Stored data entries:
**********

PR #3674, opened 2025-03-12
add action menu icon option to toggle message bookmark

### LINKED ISSUE #3599: use dedicated save button
after some first feedback, in addition to "forward to saved" we want to have a dedicated "save" button.

this lets user save one tap and stay in context without screen switching, making the "save" function even nicer.

to make space for that, idea is to move the "info" button to the overflow menu (atm, "info" is a debug view anyways)

adbenitez:
close #3599

### DIFF
--- a/src/main/java/org/thoughtcrime/securesms/ConversationFragment.java
+++ b/src/main/java/org/thoughtcrime/securesms/ConversationFragment.java
@@ -327,6 +327,7 @@ public class ConversationFragment extends MessageSelectorFragment
             menu.findItem(R.id.menu_context_edit).setVisible(false);
             menu.findItem(R.id.menu_context_reply_privately).setVisible(false);
             menu.findItem(R.id.menu_add_to_home_screen).setVisible(false);
+            menu.findItem(R.id.menu_toggle_save).setVisible(false);
         } else {
             DcMsg messageRecord = messageRecords.iterator().next();
             DcChat chat = getListAdapter().getChat();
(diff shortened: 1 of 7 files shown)


src/main/java/org/thoughtcrime/securesms/ConversationFragment.java
```diff
@@ -339,6 +340,12 @@ protected void setCorrectMenuVisibility(Menu menu) {
             boolean showReplyPrivately = chat.isMultiUser() && !messageRecord.isOutgoing() && canReply;
             menu.findItem(R.id.menu_context_reply_privately).setVisible(showReplyPrivately);
             menu.findItem(R.id.menu_add_to_home_screen).setVisible(messageRecord.getType() == DcMsg.DC_MSG_WEBXDC);
+
+            boolean saved = messageRecord.getSavedMsgId() != 0;
+            MenuItem toggleSave = menu.findItem(R.id.menu_toggle_save);
+            toggleSave.setVisible(messageRecord.canSave() && !chat.isSelfTalk());
+            toggleSave.setIcon(saved? R.drawable.baseline_bookmark_border_24 : R.drawable.baseline_bookmark_24);
```
r10s, line 347: let's do that the other way round, it feels wrong showing action but not state here.

also as the other  icons are less bold.

cmp. to the proxy settings, where we also have "filled" for enabled.

```suggestion
            toggleSave.setIcon(saved? R.drawable.baseline_bookmark_24 : R.drawable.baseline_bookmark_border_24);
```

PR #3676, opened 2025-03-12
feat: Move to addTransport / addTransportFromQr API

Hocuri:
cc @adbenitez 

Depends on https://github.com/chatmail/core/pull/6680, can be merged since we already updated core to v1.158.0

#skip-changelog


src/main/java/org/thoughtcrime/securesms/RegistrationActivity.java
```diff
@@ -618,6 +620,26 @@ private void setupConfig() {
...
+                EnteredServerLoginParam.SocketSecurity.values()[imapSecurity.getSelectedItemPosition()],
+                getParam(R.id.imap_login_text, false),
+                getParam(R.id.password_text, false)
+        );
+        EnteredServerLoginParam smtpParam = new EnteredServerLoginParam(
+                getParam(R.id.imap_server_text, true),
+                Util.objectToInt(getParam(R.id.imap_port_text, true)),
+                EnteredServerLoginParam.SocketSecurity.values()[imapSecurity.getSelectedItemPosition()],
+                getParam(R.id.imap_login_text, false),
+                getParam(R.id.password_text, false)
```
Hocuri, line 636: TODO "imap" -> "smtp"

src/main/java/com/b44t/messenger/rpc/EnteredLoginParam.java
```diff
@@ -0,0 +1,171 @@
...
+        }
+        throw new IllegalArgumentException("Invalid certificate position: " + position);
+    }
+
+    public enum SocketSecurity {
+        // Unspecified socket security, select automatically.
+        automatic,
+
+        // TLS connection.
+        ssl,
```
adbenitez, line 149: is this properly converted to string? sounds to me that the enum values would be converted to int while the socket security config expects a string, right? :thinking:

adbenitez (approved):

PR #3677, opened 2025-03-12
no 'delete on all devices' for device messages

r10s:
do not say "Delete on all your devices"
when deleting a message in the "Device Messages" chat.

while this is a minor,
it is one of the first things the user may see,
better be correct there to not give a false first impression of correctness :)

### DIFF
--- a/src/main/java/org/thoughtcrime/securesms/MessageSelectorFragment.java
+++ b/src/main/java/org/thoughtcrime/securesms/MessageSelectorFragment.java
@@ -75,7 +75,9 @@ public abstract class MessageSelectorFragment
       canDeleteForAll = false;
     }
 
-    String text = requireActivity().getResources().getQuantityString(R.plurals.ask_delete_messages, messageIds.length, messageIds.length);
+    String text = getActivity().getResources().getQuantityString(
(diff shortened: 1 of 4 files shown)


src/main/java/org/thoughtcrime/securesms/MessageSelectorFragment.java
```diff
@@ -61,9 +61,14 @@ protected void handleDeleteMessages(int chatId, final Set<DcMsg> messageRecords)
   }
 
   protected void handleDeleteMessages(int chatId, final int[] messageIds) {
-    DcChat dcChat = DcHelper.getContext(getActivity()).getChat(chatId);
+    boolean isDeviceTalk = false;
+    if (chatId != 0) {
+      isDeviceTalk = DcHelper.getContext(getActivity()).getChat(chatId).isDeviceTalk();
+    }
```
adbenitez, line 67: could have been
```suggestion
    boolean isDeviceTalk = chatId != 0 && DcHelper.getContext(getActivity()).getChat(chatId).isDeviceTalk();
```

adbenitez (approved):

PR #3687, opened 2025-03-18
avoid crash when clicking orphan info messages from webxdc

adbenitez:


r10s (approved):
lgtm, thanks for fixing!

PR #3689, opened 2025-03-18
don't use email address as contact unique identifier

adbenitez:
move away from using email address as contact identifier, try to use contact ID when possible

#skip-changelog: internal change, not user-visible change


r10s (approved):
lgtm so far, did not test.

we should merge that in, so things can be tested in nightlies etc.

PR #3694, opened 2025-03-20
use Rpc to set contact's name

### LINKED ISSUE #3692: Set display name by using `change_contact_name` JSON-RPC API
Here name is changed by creating a new contact with the same address and a new name:
https://github.com/deltachat/deltachat-android/blob/fbca401488a588b5a88f7160c0b8997b6676eb9c/src/main/java/org/thoughtcrime/securesms/ProfileActivity.java#L557-L558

**********

**Work task:** Looking at the data above, return every line from the one with "no 'delete on" down to the one with "Here name is", exactly and inclusively.

**Task output:**
no 'delete on all devices' for device messages

r10s:
do not say "Delete on all your devices"
when deleting a message in the "Device Messages" chat.

while this is a minor,
it is one of the first things the user may see,
better be correct there to not give a false first impression of correctness :)

### DIFF
--- a/src/main/java/org/thoughtcrime/securesms/MessageSelectorFragment.java
+++ b/src/main/java/org/thoughtcrime/securesms/MessageSelectorFragment.java
@@ -75,7 +75,9 @@ public abstract class MessageSelectorFragment
       canDeleteForAll = false;
     }
 
-    String text = requireActivity().getResources().getQuantityString(R.plurals.ask_delete_messages, messageIds.length, messageIds.length);
+    String text = getActivity().getResources().getQuantityString(
(diff shortened: 1 of 4 files shown)


src/main/java/org/thoughtcrime/securesms/MessageSelectorFragment.java
```diff
@@ -61,9 +61,14 @@ protected void handleDeleteMessages(int chatId, final Set<DcMsg> messageRecords)
   }
 
   protected void handleDeleteMessages(int chatId, final int[] messageIds) {
-    DcChat dcChat = DcHelper.getContext(getActivity()).getChat(chatId);
+    boolean isDeviceTalk = false;
+    if (chatId != 0) {
+      isDeviceTalk = DcHelper.getContext(getActivity()).getChat(chatId).isDeviceTalk();
+    }
```
adbenitez, line 67: could have been
```suggestion
    boolean isDeviceTalk = chatId != 0 && DcHelper.getContext(getActivity()).getChat(chatId).isDeviceTalk();
```

adbenitez (approved):

PR #3687, opened 2025-03-18
avoid crash when clicking orphan info messages from webxdc

adbenitez:


r10s (approved):
lgtm, thanks for fixing!

PR #3689, opened 2025-03-18
don't use email address as contact unique identifier

adbenitez:
move away from using email address as contact identifier, try to use contact ID when possible

#skip-changelog: internal change, not user-visible change


r10s (approved):
lgtm so far, did not test.

we should merge that in, so things can be tested in nightlies etc.

PR #3694, opened 2025-03-20
use Rpc to set contact's name

### LINKED ISSUE #3692: Set display name by using `change_contact_name` JSON-RPC API
Here name is changed by creating a new contact with the same address and a new name:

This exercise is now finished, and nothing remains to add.